Genetic studies show endometriosis is a complex, polygenic condition—not caused by a single gene. Adenomyosis shares some of these and has unique variants as well. Family history raises risk, and heritability is estimated around half, but genes act by subtly shifting pathways rather than determining destiny. Large genome-wide association studies (GWAS) have mapped dozens of risk loci near genes involved in estrogen signaling and response (ESR1, FSHB, GREB1), uterine development and decidualization (WNT4), cell adhesion and extracellular matrix remodeling (VEZT, FN1), and immune/inflammatory signaling. These insights help explain symptom variability and highlight targets for future non‑hormonal therapies, while guiding biomarker discovery and risk stratification research.


Readers learn how to interpret “risk genes,” why no single genetic test can diagnose endometriosis, and what emerging polygenic risk scores might offer as evidence matures. The focus is on "germline" risk (inherited variation), distinct from "somatic" mutations sometimes found in lesions. The focus of this section is on genetics research and its clinical implications, while pointing to adjacent, practical topics such as Biomarkers for test development, New Treatments for therapeutic translation, Diagnostics & Imaging for current diagnostic pathways, and Epidemiology for population-level patterns. Limited data suggest partial overlap but important differences in adenomyosis genetics; for clinical management of uterine disease, see Adenomyosis.
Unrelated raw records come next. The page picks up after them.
PR #415, opened 2019-08-15
CEDS-1504 Switch Submission to new Back End Endpoint

ed0906:


app/services/SubmissionService.scala
```diff
@@ -54,29 +53,23 @@ class SubmissionService @Inject()(
     val timerContext = exportsMetrics.startTimer(submissionMetric)
     val data = format(exportsDeclaration)
     auditService.auditAllPagesUserInput(getCachedData(exportsDeclaration))
-    (for {
+    for {
       _ <- exportsConnector.create(exportsDeclaration).recover {
-        case error =>
-          Logger.error("V2 Submission failed", error)
-          Future.successful((): Unit)
+        case error: Throwable =>
```
bambuchaAdm: [`NonFatal(e)`](https://www.scala-lang.org/api/2.9.3/scala/util/control/NonFatal$.html)

bambuchaAdm: Maybe extracting this `Future` as variable would make it little more readable

PR #418, opened 2019-08-15
CEDS-1504 Remove legacy mapping

PauloPortugal:
* Remove legacy declaration mapping
* Run ScalaFmt


app/connectors/CustomsDeclareExportsConnector.scala
```diff
@@ -115,5 +116,19 @@ class CustomsDeclareExportsConnector @Inject()(
...
       }
+}
 
+object CustomsDeclareExportsConnector {
+  def toXml(metaData: MetaData): String = {
+    import java.io.StringWriter
+
+    import javax.xml.bind.{JAXBContext, Marshaller}
+
+    val jaxbMarshaller = JAXBContext.newInstance(classOf[MetaData]).createMarshaller
```
bambuchaAdm: This is quite heavy operation - can we move this Val to object and not build marshaller every time ?

bambuchaAdm: Ok - from [Internet](https://timjansen.github.io/jarfiller/guide/jaxb/multithreading.xhtml) we must not share marshaller but Context is perfectly fine.

app/models/ExportsDeclaration.scala
```diff
@@ -46,13 +46,17 @@ case class ExportsDeclaration(
...
-
   def updatedItem(itemId: String, update: ExportItem => ExportItem): ExportsDeclaration =
     itemBy(itemId).fold(this) { item =>
       val updated = update(item)
       copy(items = items.filterNot(_.id.equalsIgnoreCase(itemId)) + updated)
     }
+
+  def itemBy(itemId: String): Option[ExportItem] = items.find(_.id.equalsIgnoreCase(itemId))
+
+  def lrn(): Option[String] = this.consignmentReferences.map { _.lrn }
```
bambuchaAdm: maybe just 'val' ?

PatrykRudnicki: For one line map better is use normal parenthesis instead of curly

PauloPortugal: addressed

PauloPortugal: addressed

PR #422, opened 2019-08-19
CEDS-1507 - date parse error

SteveSugden:


app/services/SubmissionService.scala
```diff
@@ -59,6 +59,7 @@ class SubmissionService @Inject()(
             AuditTypes.Submission,
             auditData(exportsDeclaration.lrn, exportsDeclaration.ducr, Failure.toString)
           )
+        throw error
```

Is endometriosis hereditary?

Risk is much higher if a first‑degree relative is affected, and twin studies estimate heritability around 50%. Genetics increase susceptibility but do not guarantee disease or dictate severity; many people with endometriosis have no known family history.

Which genes have been implicated so far?

Genome‑wide studies (GWAS) identify many loci with small effects near genes such as WNT4, GREB1, ESR1, FSHB, VEZT, FN1, SYNE1, and IL1A. These point to hormone signaling, decidualization, extracellular matrix remodeling, and immune pathways rather than a single causative gene.
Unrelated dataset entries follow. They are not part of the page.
PR #424, opened 2019-08-19
CEDS-1475 Make DUCR mandatory and personal UCR optional

PauloPortugal:
With this change the user:
 * Must supply a DUCR (known as 2/1 in the tariff)
 * Must supply an LRN (known as 2/5 in the tariff)
 * Can optionally supply a Reference Number (known as 2/4 in the tariff)


test/unit/controllers/declaration/ConsignmentReferencesControllerSpec.scala
```diff
@@ -63,22 +64,56 @@ class ConsignmentReferencesControllerSpec extends ControllerSpec {
...
+      }
+
+      "UCR length has been exceeded" in new SetUp {
+
+        val incorrectForm =
+          Json.toJson(ConsignmentReferences(Ducr("1234"), "", Some(TestHelper.createRandomAlphanumericString(36))))
+
+        val result = controller.submitConsignmentReferences()(postRequest(incorrectForm))
+
+        status(result) must be(BAD_REQUEST)
```
bambuchaAdm: this is more form spec rather then controller

test/unit/controllers/declaration/ConsignmentReferencesControllerSpec.scala
```diff
@@ -63,22 +64,56 @@ class ConsignmentReferencesControllerSpec extends ControllerSpec {
...
+      }
+
+      "UCR has special characters" in new SetUp {
```
PatrykRudnicki: The same here

test/unit/controllers/declaration/ConsignmentReferencesControllerSpec.scala
PauloPortugal: The Form/View Spec is already checking for the personal UCR validation. 
This test is just to assert that the HTTP response code is 400 and not 422, 409 or any other.
A response code needs to be asserted in the controller.

test/unit/controllers/declaration/ConsignmentReferencesControllerSpec.scala
PauloPortugal: The Form/View Spec is already checking for the personal UCR validation.
This test is just to assert that the HTTP response code, in this scenario, is 400 and not 422, 409 or any other.
A response code needs to be asserted in the controller.

PauloPortugal: How would you test that a 400 response code was replied by the controller?
One needs to mimic a failure scenario, ideally all of them that fall into a `Bad Request`. Please advise ;)

PauloPortugal:
@bambuchaAdm I disagree with your request :)
The ViewSpec is already testing all the form validations.
How would you test that a HTTP `400` response code is replied back to the client if a the same client provides some incorrect input?

test/unit/controllers/declaration/ConsignmentReferencesControllerSpec.scala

Can a genetic test diagnose endometriosis today?

No clinical genetic test or polygenic risk score is validated to diagnose endometriosis or replace evaluation. Diagnosis still relies on symptoms, exam, and targeted imaging; see Diagnostics & Imaging for how ultrasound and MRI guide care.
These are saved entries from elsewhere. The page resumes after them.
PR #425, opened 2019-08-19
CEDS-1484 Amend a rejected declaration

ed0906:


app/controllers/SubmissionsController.scala
```diff
@@ -45,4 +49,15 @@ class SubmissionsController @Inject()(
     } yield Ok(submissionsPage(result.toSeq))
   }
 
+  def amend(id: String): Action[AnyContent] = authenticate.async { implicit request =>
+    customsDeclareExportsConnector.findDeclaration(authenticatedSessionId, id) flatMap {
```
bambuchaAdm: there is `sessionId` on request - we don't have to use `SessionIdAware` trait

app/controllers/SubmissionsController.scala
```diff
@@ -45,4 +49,15 @@ class SubmissionsController @Inject()(
...
+      case Some(declaration) =>
+        exportsCacheService
+          .update(authenticatedSessionId, declaration)
```
bambuchaAdm: is here possible `sessionId` and `declaration.sessionId` could be different ?

app/services/SubmissionService.scala
```diff
@@ -52,7 +52,7 @@ class SubmissionService @Inject()(
     val timerContext = exportsMetrics.startTimer(submissionMetric)
     auditService.auditAllPagesUserInput(getCachedData(exportsDeclaration))
     for {
-      _ <- exportsConnector.create(exportsDeclaration).recover {
+      _ <- exportsConnector.createDeclaration(exportsDeclaration).recover {
```
bambuchaAdm: this is out of scope of this PR but here we would remove cache even connector would return an error

app/views/declaration/summary/summary_page.scala.html
```diff
@@ -74,14 +80,20 @@
 
     @items_section(suppDecData.items)
 
-    @helper.form(action = SummaryController.submitSupplementaryDeclaration(), 'id -> "summary") {
-        @helper.CSRF.formField
+    @if(mode == Mode.AmendMode) {
```
bambuchaAdm: @ed0906 what you think about 
```
mode.onAmend {
  <a class="button mt-3" href="@routes.DispatchLocationController.displayPage()">@messages("site.continue")</a>
}
```

test/unit/controllers/declaration/SealControllerSpec.scala
```diff
@@ -140,6 +139,7 @@ class SealControllerSpec extends ControllerSpec with ScalaFutures with ErrorHand
         val result = controller.submitForm()(postRequestAsFormUrlEncoded(body: _*))
 
         status(result) must be(SEE_OTHER)
+        redirectLocation(result) must be(Some(controllers.declaration.routes.SummaryController.displayPage(Mode.NormalMode).url))
```
PatrykRudnicki: 👍

app/views/submission_notifications.scala.html
```diff
@@ -17,33 +17,42 @@
...
-            }
-        </table>
-    </div>
+        </thead>
+
+        <tbody>
+        @for(notification <- notifications){
+            <tr class="table-row">
+                <td class="table-cell">@notification.status.toString</td>
+                <td class="table-cell">@DateTimeFormatter.ofPattern("yyyy-MM-dd HH:mm").format(notification.dateTimeIssued)</td>
```
bambuchaAdm: Please do not build formatter at each request.

conf/app.routes
```diff
@@ -10,12 +10,14 @@ GET        /unauthorised                                controllers.Unauthorised
 
 GET        /notifications                               controllers.NotificationsController.listOfNotifications()
 
-GET        /notifications/:mrn                          controllers.NotificationsController.listOfNotificationsForSubmission(mrn: String)
+GET        /notifications/:id                          controllers.NotificationsController.listOfNotificationsForSubmission(id: String)
```
bambuchaAdm: On backend we moved to `submissions/:id/notifications` maybe on frontend we should also

app/controllers/SubmissionsController.scala
ed0906: We probably dont need this trait any more at all

app/controllers/SubmissionsController.scala
ed0906: No, session id isn't stored in the back end so the only way it could be populated is from the request

ed0906: I'm not sure we actually need `declaration.sessionId` any more to be honest

app/services/SubmissionService.scala
ed0906: I think the "Save and Resume" story will mean we no longer need the cache. I discussed with Steve (who is planning to pick this work up) that we can potentially remove the cache as part of it

app/views/declaration/summary/summary_page.scala.html
ed0906: Hmmmm, I don't think its what we would intuitively think to use

app/views/submission_notifications.scala.html
ed0906: Sorted

conf/app.routes
ed0906: Good suggestion

ed0906: Done

app/views/declaration/summary/summary_page.scala.html
bambuchaAdm: It same concept like foreach on `Option` but for enumeration

app/controllers/SubmissionsController.scala
bambuchaAdm: sessionId was and old `Id` for declaration draft

PR #426, opened 2019-08-19
CEDS-1249 Migrated PreviousDocumentsControllerSpec to be Unit

PatrykRudnicki:


PatrykRudnicki:
@ed0906 I can inline it, it's not a problem, I'll prepare PR for it to inline in all places, because few specs contains something like this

How might genetics change treatment?

By revealing disease pathways, genetics is informing non‑hormonal drug targets and precision approaches, but most options remain in research. Near‑term impacts will likely be risk stratification and biomarker development; see New Treatments for emerging therapies and trials.

Do genes interact with environment or microbiome?

Genes set baseline susceptibility, while factors like early menarche, menstrual characteristics, immune function, and microbiome patterns may influence whether disease manifests. Supportive strategies can help symptoms but do not change inherited risk; explore Nutrition and Gut Health for adjunctive care insights.